Stored items:
+-------+

PR #437, opened 2026-08-26
Migrate to AI SDK

kossnocorp:
This PR migrates TypeScript code from LangChain.js to the AI SDK.

The AI SDK is much better typed, has no heavy magic, is better maintained, and is less Pythonic. It will unlock faster iteration on Alumnium agents.


packages/typescript/src/llm/CodexLanguageModel.ts
p0deje, line 1: Would it be better to use https://www.npmjs.com/package/ai-sdk-provider-codex-cli as a follow-up?

packages/typescript/src/llm/LanguageModel.ts
```diff
@@ -0,0 +1,7 @@
+import type {
+  LanguageModelV2,
+  LanguageModelV3,
+  LanguageModelV4,
+} from "@ai-sdk/provider";
+
+export type LanguageModel = LanguageModelV2 | LanguageModelV3 | LanguageModelV4;
```
p0deje, line 7: Do we need to support older models or `LanguageModelV4` would be enough?

packages/typescript/src/server/cache/ChainedCache.ts
p0deje, line 1: I think we only needed because LangChain didn't allow to have multiple caches. Can probably be cleaned up in the follow-up.

packages/typescript/mise.toml
p0deje, line 345: Should this also be removed?

p0deje (approved):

+-------+

## [Work instructions]
All lines with the word "LangChain" need to be copied from the data above.

## [Response box]
This PR migrates TypeScript code from LangChain.js to the AI SDK.
p0deje, line 1: I think we only needed because LangChain didn't allow to have multiple caches. Can probably be cleaned up in the follow-up.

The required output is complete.